At approximately 11:15 a.m. on February 23, 1979, DEA Agent Gerard Whitmore 4 was stationed at LaGuardia Airport. He was observing passengers as they deplaned from flights arriving from so-called drug “source cities”. 5 One such flight was National Airlines Flight 138 from Miami.

After about twenty-five to thirty passengers had disembarked from Flight 138, appellants Buenaventura and Quiroz left the plane and entered the lounge area of the airport. The two were conversing as they left the plane, but they separated when they entered the terminal. Quiroz walked briskly toward the escalator leading down to the baggage area. Buenaventura followed about fifteen to twenty paces behind. Agent Whitmore testified that Buenaventura looked as though he was trying to keep Quiroz in view as he trailed behind her. Buenaventura also glanced about him as he walked through the terminal. Upon reaching the escalator, Quiroz paused before stepping on it. When Buenaventura reached the escalator, he paused to allow several passengers to pass him before he stepped on the escalator himself.
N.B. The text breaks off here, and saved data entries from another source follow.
PR #3309, opened 2025-08-11
docs(field): correct polynomial reduction comment in baby_bear.rs

Bashmunta:
Correct comment to “reduce modulo x^4 + BETA (i.e., x^4 = -BETA)” in risc0/core/src/field/baby_bear.rs.
Remove unused import alias Elem as FieldElem.


Bashmunta:
oops, messed up with import

PR #3317, opened 2025-08-12
risc0-linux toolchain proof of concept

flaub:


risc0/build/src/config.rs
```diff
@@ -100,15 +102,35 @@ pub struct GuestOptions {
...
+    #[builder(setter(into, strip_option))]
     pub kernel: Option<Vec<u8>>,
+
+    /// Use specified toolchain.
+    #[builder(setter(into, strip_option))]
+    pub toolchain: Option<String>,
+
+    /// Use specified target.
+    #[builder(setter(into, strip_option))]
+    pub target: Option<String>,
```
bobbobbio, line 114: I wonder if we should instead use two `enum`s here, and also we should think about how we want to specify toolchain version.

risc0/build/src/lib.rs
```diff
@@ -392,11 +379,20 @@ pub fn cargo_command(subcmd: &str, rustc_flags: &[String]) -> Command {
...
+    let target = guest_info.options.target();
+    let rustc = sanitized_cmd("rustup")
+        .arg(format!("+{toolchain}"))
+        .args(["which", "rustc"])
+        .output()
+        .expect("rustup failed to find risc0 toolchain")
+        .stdout;
+    let rustc = String::from_utf8(rustc).unwrap();
+    let rustc = rustc.trim();
+    println!("Using rustc: {rustc}");
```
bobbobbio, line 392: I think ultimately we want to use `rzup` to find the toolchains, its the only way that will support multiple versions when we allow guests to specify the version of the toolchain it wants

Also it doesn't feel like an improvement to go from using the toolchain specified in the `rzup` settings to now relying on this rustup symlink again. I'd rather not rely on the symlink

bobbobbio (commented):
If this is just a proof of concept, I wonder if it would be better to just make separate code paths for this that can be enabled via an unstable flag or something we don't plan to keep.

I think it would be easier to just get this committed if we avoided changing the behavior of the normal code-path and avoided making changes to the public interface.

risc0/build/src/lib.rs
flaub: I don't think rzup should be trying to replace what rustup does, basically. Could we maybe layer to have both? I think eventually we won't need rzup to even manage the rust toolchain at all.

risc0/build/src/config.rs
flaub: I think `rust-toolchain.toml` can be used to specify the version. I think we need a string here to just point to the named toolchain that rustup will manage.

PR #3318, opened 2025-08-12
Add support for Groth16 shrink-wrapping to the actor system

bobbobbio:
Adds new `ShrinkWrapRequest` to actor system which is fulfilled by `shrink_wrap::JobActor`. The `ShrinkWrapRequest` has a `kind` field which is `ShrinkWrapKind`, the only variant in it right now is `Groth16`.

There is a new `ShrinkWrap` task type that workers can ask for. We could split this out more in the future so that workers could subscribe to only certain kinds of shrink wrapping. The `ShrinkWrap` task always runs as a GPU task. (the workers don't have support for CPU proving right now)

Implements the `compress` method of `DefaultProver` when asking for a groth16 receipt, also add groth16 shrink-wrapping when calling `prove_with_ctx` and the `receipt_kind` is `Groth16`

Implements the snark API calls in the actor system API.

### DIFF
--- a/risc0/build/src/docker.rs
+++ b/risc0/build/src/docker.rs
@@ -262,7 +262,7 @@ mod test {
         compare_image_id(
             &guest_list,
             "hello_commit",
-            "0b25154f31ff970988c49d81539a4daaccee785b48e10775b6ee37b58112b0c6",
+            "4a038d5f7c0332ced32f114ac8c2ed1af693e8b9a638e5f9d28b75e00cef7469",
         );
     }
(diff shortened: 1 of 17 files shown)


bobbobbio:
I think these files need to be updated to include a proper delay for groth16 but I'm not sure I want to do that as part of this PR
```
./risc0/r0vm/testdata/rtx_4000_ada-20.toml
./risc0/r0vm/testdata/rtx_4000_ada-21.toml
```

*32 After reaching the bottom of the escalator, Quiroz walked straight to the baggage claim area where she had to wait about ten minutes for her bags to arrive. Agent Whitmore perceived her to be nervous and frustrated as she waited for the baggage. Meanwhile, Buenaventura remained outside the baggage claim area, “millpng] about”.
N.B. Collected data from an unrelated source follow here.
PR #3323, opened 2025-08-15
Fix sys_read reported length for short unaligned reads

nategraf:
I stumbled upon this with the following guest code:

```rust
let mut buf = Vec::new();
env::stdin().read_to_end(&mut buf).unwrap()
```

When the host supplies `b"hello"`, the result is `b"hello\0\0\0"`.

With some work, I found two issues in the `sys_read` implementation:
1. On a short read with unaligned start less than `unaligned_at_start`, the function will continue as if it had read enough bytes to become aligned.
2. The host is allowed to have the `nread` value exceed the requests bytes for the read, since the checks we made are in `debug_assert` and guests are essentially always compiled in release mode.

### DIFF
--- a/risc0/zkvm/platform/src/syscall.rs
+++ b/risc0/zkvm/platform/src/syscall.rs
@@ -562,13 +562,8 @@ pub unsafe extern "C" fn sys_read(fd: u32, recv_ptr: *mut u8, nread: usize) -> u
         assert!(nread_first as usize <= unaligned_at_start);
 
         // Copy the firstword provided by the host into the unaligned start bytes.
-        // NOTE: When nread_first < unaligned_at_start, we still copy unaligned_at_start bytes.
+        // NOTE: When nread_first < unaligned_at_start, we still copy unaligned_at_start. See #1557
         let main_ptr = fill_from_word(recv_ptr, firstword, unaligned_at_start);
-        // If the host returned less data than is required to align up to the word boundary, return
-        // early, as the main read cannot proceed.
-        if (nread_first as usize) < unaligned_at_start {
-            return nread_first as usize;
-        }
         // If the amount read is the full amount requested, return early.
         if nread == unaligned_at_start {
             return nread;
--- a/risc0/zkvm/platform/src/syscall.rs
+++ b/risc0/zkvm/platform/src/syscall.rs
@@ -562,6 +562,7 @@ pub unsafe extern "C" fn sys_read(fd: u32, recv_ptr: *mut u8, nread: usize) -> u
         assert!(nread_first as usize <= unaligned_at_start);
 
         // Copy the firstword provided by the host into the unaligned start bytes.
+        // NOTE: When nread_first < unaligned_at_start, we still copy unaligned_at_start bytes.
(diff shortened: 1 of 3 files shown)


risc0/zkvm/platform/src/syscall.rs
```diff
@@ -559,12 +559,18 @@ pub unsafe extern "C" fn sys_read(fd: u32, recv_ptr: *mut u8, nread: usize) -> u
         // Read unaligned bytes into "firstword".
         let Return(nread_first, firstword) =
             syscall_2(nr::SYS_READ, null_mut(), 0, fd, unaligned_at_start as u32);
-        debug_assert_eq!(nread_first as usize, unaligned_at_start);
+        assert!(nread_first as usize <= unaligned_at_start);
 
-        // Align up to a word boundary to do the main copy.
+        // Copy the firstword provided by the host into the unaligned start bytes.
+        // NOTE: When nread_first < unaligned_at_start, we still copy unaligned_at_start bytes.
         let main_ptr = fill_from_word(recv_ptr, firstword, unaligned_at_start);
```
bobbobbio, line 566: I think this function will still write zeros into the calling buffer when the new `if` is taken, I think that is (albeit subtle) unexpected behavior, (if the return-value of this function indicates that we only read x bytes into the input buffer but wrote x+1 it violates normal constraints placed by similar read like functions)

I suggest we instead modify this function to also take in `nread_first` and only copy over the `min(nread_first, unaligned_at_start)` and somehow indicated to the caller that it needs to return, (maybe make it return the number of bytes copied have the caller calculate `main_ptr`)


Also inside `fill_from_word` there is another `debug_assert` that we should probably change to `assert`

bobbobbio (commented):
seems like there are still test failures, I will review more in-depth the tests later

risc0/zkvm/platform/src/syscall.rs
nategraf: We should add this as context, but check out https://github.com/risc0/risc0/pull/1557. There is some discussion in the PR, and the behavior we landed on what that we would always overwrite the amount requested instead of just the amount the host indicated that they provided.

Part of the context here is that the "copy-in" ecall we use to actually implement I/O always presents the host the option to overwrite the full length of the aligned ("main") part of the buffer. It does not stop short if the host indicates fewer bytes are read (in fact, the circuit does not even try to interpret the return registers). When there is less than the requested amount of data, our implemented host behavior is to overwrite with zeroes.

With the unaligned tail, we chose in #1557 to essentially continue this behavior forwards, implemented in rv32im. This can certainly all be seen as a bit odd, but its a situation where I don't know is there is a solution that would feel fully natural.

nategraf: > Also inside fill_from_word there is another debug_assert that we should probably change to assert

Its not as clear to me that that should be an assert. In this case, the `nfill` value is not controlled by the host. However, it is true that its not providing value in practice.

nategraf:
Looking at this again, my updated implementation does fix the issue I set our to fix, but breaks the target behavior set out in https://github.com/risc0/risc0/pull/1557.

After her luggage arrived, Quiroz proceeded to a taxi stand outside the terminal. Buenaventura followed Quiroz, joined her in the taxi line, and began conversing with her again. At this point the agents made the investigatory stop. 6

II.

Before evaluating the specific facts of this case, we believe that it may be helpful briefly to review several Supreme Court decisions which provide a framework for analyzing an airport investigatory stop. Our review begins with Terry v. Ohio, 392 U.S. 1 (1968). The Court in Terry held that a law enforcement officer has the power to detain a person temporarily for the purpose of interrogating him even if the officer does not have “probable cause” to make a complete arrest. If the officer reasonably suspects that the detainee has committed or is about to commit a crime, then the officer may make an investigatory stop. Id. at 20-24. In Terry a police officer stopped three men whom he had observed “casing” a downtown Cleveland store. Two of the men had walked back and forth some twenty-four times along an identical route in front of the store, pausing each time to stare in the same store window. The Court upheld the constitutionality of the stop and subsequent frisk, since the officer had been “able to point to specific and articulable facts which, taken together with rational inferences from those facts, reasonably warrant that intrusion.” Id. at 21 (footnote omitted).

While Terry established that the objective standard required to justify an investigatory stop is less than probable cause — -indeed, the standard has been characterized as “rather lenient” 7 — the standard nevertheless is more than a mere paper tiger. In two recent cases, the Supreme Court has made it clear that the standard does have teeth.

Delaware v. Prouse, 440 U.S. 648 (1979), dealt with the grounds upon which police officers may make investigatory stops of automobiles.